Home, Where the Heart Is

August 16, 2023 – Along the Mill Brook

I did not need audio on the way toward home from Indianapolis Sunday morning. The musical repertoires ingrained from weeks of intense listening to 2023 DCI drum and bugle corps shows rang in my cranium. The heavily exercised thalamus gland that houses the pleasure button and the trigger to my tear ducts was again fully engaged as I sped along in the left lane. These were the days that mattered. The experience of the DCI tour these past 14 days defines what is good and worthy. The past three days being a veritable love fest of fans, friends, and family who converged to watch, listen, and feel the most incredible youth performing arts activity on earth. I was there to soak it all up.

Atlas has risen. The Cadets move up the ranks.

I fully appreciated the gamut of show themes that were presented. Drum corps today is not like it used to be, even though some elements are hard to shake. And catch such as the sabers and rifles that were once part of the formal military style color guard that was customary during the pre-DCI days of drum corps. It is incredible what they do with them today. My favorite show depicted a literary standard. One show, Where the Heart Is, exemplifies that wherever you are, as long as you are with those you love, you are at home, especially if you are on the road with drum corps. Other shows depicted art, poetry, sin, rising above, personal struggle, triumph, tragedy, conquering climate change, and the side effects of a banned alcoholic beverage. Yup, I saw green ferries at almost every drum corps competition in person and on the Flo. Bravo!

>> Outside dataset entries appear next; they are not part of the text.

Issue #535, opened 2018-03-22
[ExpandCollapse] content within collapsed Panels can be read/tab-focused


theetrain:
## Description

Originally reported by @owestinTelus 

While an ExpandCollapse component has a collapsed Panel containing a hyperlink, the link is keyboard-focusable. Also, screen readers may read the contents of collapsed Panels.

## Reproduction Steps

1. Go to https://tds.telus.com/components/index.html#!/ExpandCollapse/0
2. Paste the following code
```jsx
<ExpandCollapse>
  <ExpandCollapse.Panel id="features" header="Features">
    <Box between={3}>
      <Box between={2}>
        <Heading level="h4">Connected GPS</Heading>
        <Paragraph size="medium">
          Connect to your phone's GPS to see real-time run stats. <Link href="telus.com">Go to telus</Link>
        </Paragraph>
      </Box>

      <Box between={2}>
        <Heading level="h4">Notifications</Heading>
        <Paragraph size="medium">
          See call, text and calendar alerts on your wrist.
        </Paragraph>
      </Box>
    </Box>
  </ExpandCollapse.Panel>

  <ExpandCollapse.Panel id="specs" header="Specifications">
    <Box between={3}>
      <Box between={2}>
        <Heading level="h4">Display</Heading>
        <Paragraph size="medium">OLED</Paragraph>
      </Box>

      <Box between={2}>
        <Heading level="h4">Battery Life</Heading>
        <Paragraph size="medium">Up to 5 days</Paragraph>
      </Box>
    </Box>
  </ExpandCollapse.Panel>
</ExpandCollapse>
```
3. While all Panels are collapsed, use the keyboard TAB button
4. Observe the hyperlink becomes keyboard-focusable while its parent Panel is collapsed

## Reproduction Percentage (if applicable)

* 10/10 times

## Meta

* TDS version: all since ExpandCollapse's first release
* Willing to develop solution: Yes
* Has workaround: No
* High impact: No

## Screenshots

![image](https://user-images.githubusercontent.com/12798751/37798935-979a6340-2df4-11e8-9add-1192a230d4d0.png)

ryanoglesby08:
Fixed in v0.34.13, v1.0.12, `@tds/core-expand-collapse/@1.0.2`

PR #586, opened 2018-04-17
fix(core-expand-collapse): prevent tabbing to items while collapsed

marcod1419:
Addresses #535.

After experimenting with a couple of different methods for fixing this, this seems like the cleanest solution I have found so far. Along with fixing items being able to be tabbed into while the component is collapsed, it also allows the `Reveal` animation component to pass in its `status` to children. While we'll have to update a shared component doing this, it could provide some useful functionality down the road.

Changes:
 - `@tds/core-expand-collapse`: 1.0.1 => 1.0.2
 - `@tds/core-input`: 1.0.3 => 1.0.4
 - `@tds/core-select`: 1.0.4 => 1.0.5
 - `@tds/core-text-area`: 1.0.3 => 1.0.4
 - `@tds/shared-animation`: 1.0.0 => 1.0.1 (private)

This can be rebased into master.


ryanoglesby08:
Not sure if you saw this, or if its anything new, but I found this page to be very informative: http://developer-guide.access4all.ch/en/examples/hidden_content

ryanoglesby08:
Seems like the proposed solution is to remove the panel content from the DOM when the panel is closed, and render it when the panel is opened. Seems like a good strategy overall, a couple comments on the implementation though.

Would a simpler solution be to have the Reveal component itself control the visibility of its children? I feel that the intention is that when Reveal is "closed" then the content should be inaccessible. Is an even simpler solution to have the Reveal component set `display: none;` when it is closed in addition to or instead of `height: 0` and `overflow: hidden`? Or, if that doesn't work, to have the Reveal component just not render its children when closed?

ryanoglesby08:
Also, if we are changing some behaviour, we will need a unit test to change other than snapshots. Maybe we need to add one for new behaviour?

marcod1419:
@ryanoglesby08 That was informative! Upon further inspection, this is a viable solution. However, should we implement `aria-hidden` on the animation level? I think it would be a good idea to make that a default behaviour of the reveal animation, so I'm for your suggestion.

marcod1419:
@ryanoglesby08 (Deleted my previous reply, turns out `aria-hidden` seems to actually not work) 

I do agree with making this the default behaviour of `Reveal` though, so I'll see to implementing it that way. (Unless anyone can think of a reason for not hiding elements while `Reveal` is closed?)

ryanoglesby08:
Re: `aria-hidden` -- I think having aria hidden in addition to display none is still a good idea. I think its just that not all browsers or screen readers behave the same way (as is the case for lost of a11y stuff). For example, Chrome works now when all we have is aria-hidden. I think its best practice to have it too.

Yeah, I'm not sure of a reason to not hide elements when its closed. This animation is only used for ExpandCollapse right now, so it will be a low impact change.

marcod1419:
@ryanoglesby08 Moved the behaviour to `Reveal`. Is a test necessary for this? I think a screenshot might be enough since all it does is add a CSS class. Also, I was able to use `visibility` instead of `display`, which is nice for performance. :)

marcod1419:
I think I'll also add the `aria-hidden` logic to `Reveal` and remove it from `ExpandCollapse`, since we're giving `Reveal` the functionality of hiding everything.

ryanoglesby08:
>  I think a screenshot might be enough since all it does is add a CSS class.

I assume you mean snapshot? As in a jest snapshot test? :) If so, then yeah I suppose, seems like adding the inline style and updating the Reveal snapshot works.

And yep, agree with moving the aria-hidden logic to Reveal. Though for that I think that will need some JS logic, in which case I think a dedicated unit test for it would be good.

marcod1419:
@ryanoglesby08 Yeah sorry, that's what I meant. I get those mixed up sometimes haha.

And yep! Working on that now! :)

marcod1419:
Added prepr versioning results and merge preference to the body.

packages/ExpandCollapse/__tests__/ExpandCollapse.spec.jsx
```diff
@@ -249,30 +249,6 @@ describe('ExpandCollapse', () => {
...
-      const { findPanelHeader, clickPanel } = doMount(
-        <ExpandCollapse>{aPanel({ id: 'panel-1' })}</ExpandCollapse>
-      )
-
-      expect(findPanelHeader('panel-1')).toHaveProp('aria-expanded', false)
-
-      clickPanel('panel-1')
-      expect(findPanelHeader('panel-1')).toHaveProp('aria-expanded', true)
-    })
-
```
ryanoglesby08: Why were the `aria-expanded` tests removed? Did you also remove `aria-expanded` from ExpandCollapse? If so, why? If not, please add this test back.

shared/components/Animation/__tests__/Reveal.spec.jsx
```diff
@@ -24,3 +24,25 @@ describe('Reveal', () => {
     expect(reveal).toMatchSnapshot()
   })
 })
+
+describe('accessibility', () => {
+  it('marks the panel as an expandable trigger for content for screen readers', () => {
```
ryanoglesby08: This test description seems to be referring to `aria-expanded`...

Maybe it should read `it('shows panel content to screen readers when opened')`

shared/components/Animation/__tests__/Reveal.spec.jsx
```diff
@@ -24,3 +24,25 @@ describe('Reveal', () => {
     expect(reveal).toMatchSnapshot()
   })
 })
+
+describe('accessibility', () => {
```
ryanoglesby08: Small picky thing... our test convention is to next all tests within a top level `describe`. Nested `describe`s are fine. 

So this test file may look like:

```js
describe('Reveal', () => {
  it('test 1', () => {
  })

  it('test 2', () => {
  })

  describe('nested behaviours only if necessary because there are a lot of tests', () => {
    it('test 3', () => {
    })
  })
})
```

But in this case, there are only a few tests so the nested `describe` is probably overkill.

shared/components/Animation/__tests__/Reveal.spec.jsx
```diff
@@ -24,3 +24,25 @@ describe('Reveal', () => {
...
+  it('marks the panel as an expandable trigger for content for screen readers', () => {
+    const reveal = shallow(
+      <Reveal timeout={500} in={true} height={300}>
+        {() => <div>Content to reveal</div>}
+      </Reveal>
+    )
+
+    expect(reveal.dive()).toHaveProp('aria-hidden', false)
```
ryanoglesby08: Doing `reveal.dive()` is a pattern we used to do a lot, but have starting moving away from because it is pretty brittle and relies on an exact HTML structure, so its likely to break when you don't want it to.

Instead, try placing a `data-testid="some id for your tests"` on the appropriate element in the Reveal component and then use a selector to target it in your test. We also will create a `doShallow` or `doMount` function to encapsulate rendering. This is especially helpful to hide away props that don't matter for the behaviour you are testing. In this case you set `timeout` and `height` because they are required, but those don't matter for this test.

Example: https://github.com/telusdigital/tds-core/blob/master/packages/Tooltip/__tests__/Tooltip.spec.jsx#L16-L27

Let me know if you have questions about this stuff. It is probably easier to show than describe in a comment.

shared/components/Animation/package.json
```diff
@@ -0,0 +1,7 @@
+{
+  "name": "@tds/shared-animation",
+  "version": "1.0.0",
```
ryanoglesby08: I'm not sure if this should start at `1.0.0` or at `0.1.0`..... Will lerna need to do a release and bump it to version 1?

shared/components/Animation/Reveal.jsx
```diff
@@ -13,9 +13,14 @@ const transitionStyles = height => {
     height: `${height}px`,
   }
 
+  const hiddenContent = {
+    visibility: 'hidden',
+  }
+
```
ryanoglesby08: Let's hoist `hiddenContent` out of the `transitionStyles` function since it never changes

marcod1419:
To quote DJ Khaled, "I've changed. A LOT. Your pull requests can too."

Or something like that. Anyway, I've updated the PR with the test changes and hopefully we're good to go now. :)

shared/components/Animation/__tests__/Reveal.spec.jsx
```diff
@@ -1,26 +1,37 @@
...
-        {() => <div>Content to reveal</div>}
-      </Reveal>
-    )
+    const reveal = doMount({ in: false })
 
     expect(reveal).toMatchSnapshot()
   })
+
+  it('marks the content as visible to screen readers when expanded', () => {
+    const reveal = doMount({ in: true })
```
ryanoglesby08: Nice! This is good. The only prop that we care about here is `in`. 👍

shared/components/Animation/__tests__/Reveal.spec.jsx
```diff
@@ -1,26 +1,37 @@
...
 
 import Reveal from '../Reveal'
 
 describe('Reveal', () => {
-  it('renders when the transition is triggered', () => {
-    const reveal = render(
-      <Reveal timeout={500} in={true} height={300}>
+  const doMount = (overrides = {}) =>
+    mount(
+      <Reveal {...overrides} timeout={500} height={300}>
```
ryanoglesby08: Small thing here. The overrides should be applied AFTER the defaults. Otherwise they are not really overrides. :)

shared/components/Animation/__tests__/Reveal.spec.jsx
```diff
@@ -1,26 +1,37 @@
...
         {() => <div>Content to reveal</div>}
       </Reveal>
     )
 
+  it('renders when the transition is triggered', () => {
+    const reveal = doMount({ in: true })
+
```
ryanoglesby08: Actually, I think we are better off doing a `render` for the snapshot instead of a `mount`. If you look at the snapshot now it is way large and contains the entire component tree, which is less useful for a snapshot like this. Having the entire tree makes it harder to see what's going on.

I recommend just leaving the snapshot tests the way they were before, as we care about all the props for the snapshot.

Blue Stars have gone green.

Memories of people and pageantry continued racing through my head as I traveled along the interstate route alone in my 5-cylinder marvel, the Silver Bullet. To enjoy drum corps fully is to be in the stands for a live show. That requires traveling by plane and car. If you have followed my DCI stories these past seven years in my blog and Drum Corps World magazine, you will have endured the stories about my Volvos that have transported me along the way. I am comforted to have had the unwavering support of such a fine car and brand. The Silver Bullet purred the whole way to Indy and back with its new lease on life, achieving a maximum mpg of 25.4 while touring the dollar store routes, the two-lane roads that connect our communities.

Phantom Regiment is kicking it out.
Capturing the wind.

After staying with my sister in Ithaca, I chose such a road, NYS Rt. 13, on Monday morning to visit my other sister in Clinton, NY. The fast lane was left behind, and I again enjoyed the rolling hills of New York’s heartland. Unbeknown to me, I was traveling along part of the Renewable Energy Trail, an identified corridor across the state dotted with wind farms and solar orchards. Nostalgia overcame me when I crested a hill near Peterborough, NY, a small hamlet in Central New York. Sixty years ago, my father was involved in radar development for the Air Force, and a testing site for his work was on this hill. Peterborough was also the home of Garrit Smith, a philanthropist and abolitionist. He denied himself and his family in order to give to others—a remarkable story to be learned by walking the grounds of the former mansion.

Gerrit Smith memorialized.

After two days of travel and visiting my two sisters, I arrived back here on the Mill Brook. The constant rain has kept it running fairly full. This is quite unusual for this time of year, the dog days. There are summers when it is almost silent as it trickles slowly through the rocky bed. Now it has a loud din, falling fairly fast and full down toward the Mad River. Our soils are like a loaded sponge with no more absorption quality, so that any heavy rain storm can spell a catastrophic flash flood. With the tropical storm season just beginning, we are again sitting on a powder keg of potential destruction. Ironically, this has been the best season for outdoor drum corps, with only a partial interruption in Canton causing three corps to perform at a standstill. All eight other shows I attended were perfect weather for drum corps. I am blessed.

Blue Knights on Satuday night.

Another area where I am blessed is the people I have met and the friends I have made along the way on my drum corps journey. This is the biggest takeaway. Some of them are actually my biggest friends. 🙂 Moms, dads, grandparents, alumni, volunteers, staff, board members, fans, security, and police all participate in the endeavor and are all very approachable. Thank you, Officer J. for assisting me with the west gate debacle.

View from the Appalachian Gap.
The author is sporting the Harwood Union black and gold.

I have had the pleasure of writing about this fantastic thing called DCI, chronicling my tours of shows and the final Championships for the past seven seasons. Contributing these blog entries to Drum Corps World and sharing them with a larger audience is a special privilege. I revisit a slice of the tour each month in the off-season. I thank Steve Vickers, Publisher, for his support and encouragement. I continue to reassess my purpose. Am I writing to go to shows, or am I going to shows so I can write about them? What am I actually writing about? Drum corps, my car, the weather, climate change action, the kids, the adults, music education, cheese, me? Like a good drum corps program, a lot is going on. But it is mostly about me, just a summertime drum corps fan who happens to want to share. Time to focus on the golf team, my two non-profit boards, guest teaching, and lots of hiking. Skiing is just around the corner. Thanks for reading.